Institutions can’t trade assets that lie in regulatory no man’s land: they need black and white, not shades of gray. Their increasing participation in the market is bound to provide clearer answers in terms of crypto classification, which will benefit the entire industry.
In addition, greater institutional involvement is legitimizing digital assets by making them less exotic to those tasked with regulating them. Crypto opponents can’t justifiably claim the industry to be a hotbed of money laundering and wash trading when its most active participants include the world’s leading trading firms.
Signs of institutional adoption
Today, businesses and governments are pressing ahead with blockchain-based initiatives such as CBDC pilots. In Asia alone, Hong Kong and the Bank of Japan are exploring programs involving digital currencies.
Meanwhile, banks from the U.S. to Europe are introducing crypto custody and trading services for their clients. And in August, Europe’s first spot Bitcoin ETF listed in Amsterdam, proving that institutional willpower eventually gets things done.
Regulators and institutional players are still catching up in terms of expertise to those who helped build the industry from the ground up in its early days through hands-on participation. No one has complete mastery. But as a rising tide lifts all ships, greater institutional involvement will bring benefit to all players, from the humblest yield farmer to the richest whale. Rather than assume any one group has it all figured out, an open and collaborative dialogue is most likely to lead to positive outcomes. Regulators, institutions and early adopters each offer unique insights.

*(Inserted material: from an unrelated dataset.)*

PR #381, opened 2019-10-25
DLPX-66286 Interrupting a running upgrade verify can leave the engine not-upgradable

shartse:
Extending `dx_delete` for migration to clean up the state of verify, even when it was cancelled in the middle of an operation. This includes: undoing changes to the bootloader, removing the MDS clone service and datasets and destroying `rpool/ROOT` using `-f`, which force unmounts its children as well.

You don’t have to thank them, but big institutions are a net positive for the industry. Bigger players produce better rules — and better outcomes for everyone.
This article is for general information purposes and is not intended to be and should not be taken as legal or investment advice. The views, thoughts and opinions expressed here are the author’s alone and do not necessarily reflect or represent the views and opinions of Cointelegraph.